WHAT NEEDS TO BE DONE
From the line containing "tree: version: kickoff 4.16" down to the last line of the records below, give every line again without any change.

GIVEN RECORDS

PR #813, opened 2024-01-10
tree: version: kickoff 4.16

ffromani:
trivial bump 4.15 -> 4.16

PR #946, opened 2024-06-18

ANSWER
tree: version: kickoff 4.16

ffromani:
trivial bump 4.15 -> 4.16

PR #946, opened 2024-06-18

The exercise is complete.